Carey Pensions found itself on the wrong end of a decision by the Financial Ombudsman Service after a client invested in storepod firm Storefirst and Australian farmland via Gas Verdant through one of its Sipps.
The client was introduced to Carey Pensions by an unregulated Spanish business called Commercial Land and Property Brokers (CL&P) and ones of its directors, Terence Wright.
An ombudsman has now ruled that Carey Pensions must pay an amount into the Sipp so the transfer value is increase to the notional transfer value of the pension plan before it had been transferred.
The Fos ruled Carey Pensions should have carried out background checks on CL&P's directors, Mr Wright and Lesley Wright, because the former has had a warning against his name since 2010.
Christine Hallett, the chief executive of Carey Pensions, said the company did carry out such checks.
She said: "We did an FCA search and on the FCA website at this time, and we are talking in 2012, nothing would come up because you had to put in Terry Wright. We had searched for Terence Wright.
"The ombudsman decided we should have put in all the variations.
"When we identified he was on the watchlist we stopped doing business with them."
Ms Hallett said the FCA has only recently updated its register to include the warning under Mr Wright's full name.
The register currently shows Mr Wright under both Terry and Terrace has been involved with "a firm that we have been told is either operating regulated activities without the correct authorisation, or is running a scam".

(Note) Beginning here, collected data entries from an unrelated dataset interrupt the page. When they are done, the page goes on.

PR #87, opened 2025-10-03
feat: add plotting functionality to `compute_logical_error_per_round`

zhiyaol:
## 🔗 Closed Issues

Toward #66 
---

## 📝 Description

Adding the option to plot the exponential curve that estimated LEPPR in `compute_logical_error_per_round`

---

## 🚦 Status

1. The `estimated_logical_error_per_round_stddev` calculated from example seems quite big. 
2. Attempted to also plot the error band for the exponential curve, but the propagated errors I calculated are very big, which is a similar issue to 1. The very wide error band obscure features of the exponential curve.

---

## 🛠️ Future Work

Proper error propagation.

---

## ➕️ Additional Information

Will discuss with @nelimee.

---

## 🧾 Release Note

PR title.

### DIFF
--- a/deltakit-explorer/src/deltakit_explorer/analysis/_analysis.py
+++ b/deltakit-explorer/src/deltakit_explorer/analysis/_analysis.py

"We strongly suggest you avoid dealing with unauthorised firms like this."
In 2010 the FSA published a warning on its website which said Mr Wright had been providing financial services or products in the UK without authorisation.
Carey, which provides execution-only Sipps, was approached by CL&P in August 2011 and agreed to accept introductions before terminating its agreement in 2012.
The complainant said they were cold-called by CL&P, which promised big returns on their investment. The pension saver then signed a Sipp application form requesting the transfer of their pension to a Carey Sipp.
An ombudsman ruled that Carey should not have accepted the referral from CL&P, which would probably have deterred the complainant from making the investments at all.
Carey was told to obtain the notional transfer value of the previous pension plan on the date of calculation if it had not been transferred to the Sipp and pay an amount into the Sipp of the transfer value is increased to this level.
Carey was also told to pay a commercial value to buy the Gas Verdant and Storefirst investment.
Ms Hallett said Carey did conduct due diligence on the investments to make sure they complied with HM Revenue & Customs' rules and on the strength of the two companies.